Self-driving cars will need the ability to react to unexpected road hazards – for instance, a child's ball rolling onto a street, just beyond the corner of a sharp turn. Stanford researchers are currently developing laser-based imaging technology that will provide that ability; applications include autonomous vehicles, aerial surveillance and even search-and-rescue operations.

The system bounces lasers around corners to produce images of objects hidden from view – what Gordon Wetzstein, electrical engineering assistant professor and senior author of a recently published paper on the research, calls "non-line-of-sight imaging."

This type of imaging is being developed by others as well – what sets the Stanford research apart is the efficiency and effectiveness of the algorithm developed for final image processing.

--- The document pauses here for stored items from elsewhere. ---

PR #810, opened 2024-09-26
Use same VPC for all resources

fmartingr:
#### Summary
- [x] Specifies de VPC for all resources based on the `DeployerConfig.ClusterVpcID` variable
- [ ] Normalize `DeployerConfig.ElasticSearchSettings.VpcID` into `DeployerConfig.ClusterVpcID` ?


fmartingr:
> Possibly related: #809. Can a VPC spread across AZs?

IIRC the subnets are tied to AZs, VPCs are spread out, but probably @streamer45 knows more. I will investigate a bit later.

fmartingr:
> > Possibly related: #809. Can a VPC spread across AZs?
> 
> IIRC the subnets are tied to AZs, VPCs are spread out, but probably @streamer45 knows more. I will investigate a bit later.

Yeah it seems that how that works. I'd say this PR is complementary to @streamer45 's

agnivade:
So do we need both or one is fine?

fmartingr:
> So do we need both or one is fine?

Just this one is good for our use case.

deployment/terraform/assets/cluster.tf
```diff
@@ -40,6 +40,8 @@ locals {
 data "aws_subnets" "selected" {
   filter {
     name   = "vpc-id"
+    // TODO: Any specific reason we use a specific VPC for ES only here?
+    // Should we use the `cluster_vpc_id` variable instead and remove `es_vpc`?
```
streamer45, line 44: I remember VPC being a key detail when deploying ES, but that has likely preceded our ability to set one so we may be able to use the same variable. That said, the best thing would be to deploy the changes and see that everything works.

streamer45 (commented):
I see we are only changing the security rules. I'd expect us to set `subnet_id` on the resources we create (e.g. EC2) in order to deploy them in the expected VPC. See https://github.com/mattermost/mattermost-load-test-ng/pull/379 for reference.

sadohert:
> I see we are only changing the security rules. I'd expect us to set `subnet_id` on the resources we create (e.g. EC2) in order to deploy them in the expected VPC. See #379 for reference.

Subnet ID was something that came up yesterday, and I did not include it in my notes (call was running way late and I was way late)

fmartingr:
> > I see we are only changing the security rules. I'd expect us to set `subnet_id` on the resources we create (e.g. EC2) in order to deploy them in the expected VPC. See #379 for reference.
> 
> Subnet ID was something that came up yesterday, and I did not include it in my notes (call was running way late and I was way late)

Testing creating a new env over at #813 this came up so I'm trying to put some changes to make it work without making too many backwards incompatible changes.

sadohert:
> So do we need both or one is fine?

I wonder if 1 is fine, given the operator saw this error:

```
OpenSearch Domain: operation error OpenSearch: CreateDomain, https response error StatusCode: 400, RequestID: fcfe4c9b-36b8-41b0-be1b-ffbd75a208ab, Val     idationException: Subnets and security groups must be in the same VPC.
```

Which I think happened because the es subnet and `ClusterSubnet` were set.

fmartingr:
> > So do we need both or one is fine?
> 
> I wonder if 1 is fine, given the operator saw this error:
> 
> ```
> OpenSearch Domain: operation error OpenSearch: CreateDomain, https response error StatusCode: 400, RequestID: fcfe4c9b-36b8-41b0-be1b-ffbd75a208ab, Val     idationException: Subnets and security groups must be in the same VPC.
> ```
> 
> Which I think happened because the es subnet and `ClusterSubnet` were set.

Yeah, the selected subnet should be in the selected Vpc.

fmartingr:
Replaced by #814

PR #813, opened 2024-09-26
Setup VPC parameter for all resources and allow custom database engine version

fmartingr:
⚠️ This pull request is **not** pointing to `master`.

##### Customizable database engine

- Renames `db_engine_version` to `db_default_engine_version`
- Adds new `db_engine_version` (customizable, string)
- Adds new parameter to `DeployerConfig.TerraformDBSettings.EngineVersion`
  - ℹ️ Remember to match the selected version with the appropriate instance class. ([docs](https://docs.aws.amazon.com/AmazonRDS/latest/AuroraUserGuide/Concepts.DBInstanceClass.SupportAurora.html))
- Logic now uses the above variable is set, defaults otherwise

##### Use same VPC for all resources

- Specifies de VPC for all resources based on the `DeployerConfig.ClusterVpcID` variable
- Elasticsearch still has it's own VPC parameter.
- Added a subnet to all resources. Uses the one defined in `DeploymentConfig.ClusterSubnetID` or a random one from the selected `DeploymentConfig.ClusterVpcID`.

##### Other
- Wrapped command output in a goroutine as well, when the terraform command fails early (validation) the error output wasn't being shown. (ec421b5ad1457c37795c59684d67137b7ee686aa)


fmartingr:
Currently testing this on a new environment.

wiggin77 (approved):
LGTM

streamer45:
My comments at https://github.com/mattermost/mattermost-load-test-ng/pull/810 would still apply.

streamer45:
Nothing blocking from my side in terms of merging to feature branch if the changes work for the current use case.

fmartingr:
Launched a successful test with this PR (without ES, due to failures without a snapshot). Merging this into the feature branch.

PR #69, opened 2020-09-14
Add gcd benchmark

hj424:
Greatest Common Divisor using Euclidean algorithm


sampsyo (approved):
Looks awesome; thanks!!

PR #73, opened 2020-09-15
add incredibly naive pythagorean triple finder

Calsign:


sampsyo:
This is a good start! As the task description says, can you please add to the docs and include the test output?

sampsyo (changes requested):
This is a good start! As the task description says, can you please add to the docs and include the test output?

Calsign:
Should be better now, sorry about that

sampsyo:
Looks good; thanks!!

PR #74, opened 2020-09-15
Add Digital Root Benchmark

EclecticGriffin:
Added a benchmark example that computes the digital root of a number and updates the markdown doc. 

Also because my editor is obnoxious it removed a trailing space on another line.


sampsyo (approved):
Excellent! And I'd call removing trailing whitespace altruistic, not obnoxious at all. :smiley:

PR #76, opened 2020-09-16
Adding opam support for bril-ocaml!

priyasrikumar:
Currently, users of bril-ocaml need to write their code within the library directory in order to use it.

“A substantial challenge in non-line-of-sight imaging is figuring out an efficient way to recover the 3-D structure of the hidden object from the noisy measurements,” explains David Lindell, graduate student in the Stanford Computational Imaging Lab and co-author of the paper. “I think the big impact of this method is how computationally efficient it is.”

Grad student David Lindell and post-doctoral scholar Matt O’Toole at work in the lab. Source: L.A. CiceroGrad student David Lindell and post-doctoral scholar Matt O’Toole at work in the lab. Source: L.A. Cicero

In the Stanford system, bounced laser pulses are sent to a highly-sensitive photon detector that can scan individual particles of light; an algorithm then transforms the captured photon paths from a blurry blob to a much sharper image. While the scan currently takes between two minutes and an hour, depending on conditions such as lighting and hidden object reflectivity, the algorithm completes its processing in less than a second. And it's so efficient that it can run on a standard laptop.

Before the system is road-ready, it will need to work better in daylight and with objects in motion. The team is continuing to work on this system so it can better handle the variability of the real world and complete the scan more quickly. At present, the system performs particularly well with retroreflective objects such as safety apparel and traffic signs. The researchers say that if the technology were placed on a car today, that car could easily detect things like road signs, safety vests or road markers – but might struggle with a person wearing non-reflective clothing.

The research was published in the March 5 edition of Nature.